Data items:
+ + + +

PR #79, opened 2020-12-10
Chunk write notify

### LINKED ISSUE #71: Implement notify master of chunk write
Chunk servers should be able to send a message notifying the master that it performed a write. It should provide the chunk id and version number. The master should be able to receive these messages and update it's internal info to reflect the change

abmono93:
- Created protobuf and wrapper class for the chunk write notification messages
- Implemented another `handle` on sadmd to update data structures accordingly
- Turns out storing the chunk locations as a vector of `<pointer, version>` pairs wasn't feasible (would have required looping through a list after every write notificatoin) so it is now a map from server ids to version numbers
- As a consequence I had to rewrite some other code in `sadmd.cpp` so it used chunk_metadata_ appropriately
- `add_chunk_to_server` returns a bool now
- Created a function in sadcd to notify the master of a successful write

Closes #71


example/send-req.cpp
```diff
@@ -137,15 +137,45 @@ join_network()
...
 
+void
+notify_chunk(serverid sid, chunkid cid, version v)
+{
+	auto cwn = msgs::master::chunk_write_notification
+	{
+		sid,
+		cid,
+		v,
+		"/mnt/a/file.dat"
```
shu-g: I don't think chunks have knowledge of which file they belong to on the chunk server end, the master can update `chunk_metadata_` and `chunk_server_metadata` without the filename.

shu-g (changes requested):
Left comment highlighting a potential issue, otherwise looks good.

example/send-req.cpp
abmono93: I agree this isn't ideal but because of other implementation choices we've made it's necessary for the time being. 
When the chunk is first created, we decided not to immediately add it to the files' metadata. Which means when the master receives a notification about a new chunk it won't know which file to associate the chunk with. The chunk server won't have to actually keep track of filenames, it can just forward it along from the client.

shu-g: Ahh, I see, when we see a new chunk and `append_chunk_to_file()`, we need the filename.
I agree, for now can forward filename with write requests.

shu-g (approved):
LGTM

src/sadmd/sadmd.cpp
```diff
@@ -383,16 +414,16 @@ reintroduce_chunks_to_network(util::file_chunks ids)
 	}
 }
 
-void sadmd::
+bool sadmd::
 add_chunk_to_server(chunkid cid, version v, serverid sid)
 {
-	if (!is_active(sid)) return;	
-	auto server_ptr = &(chunk_server_metadata_.at(sid));
+	if (!is_active(sid)) return false;
```
damanmkumar: Is this check necessary?

src/sadcd/sadcd.cpp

+ + + +

The task:
Return only the number of lines in the entries above that contain the word "update".

Exercise solution:
3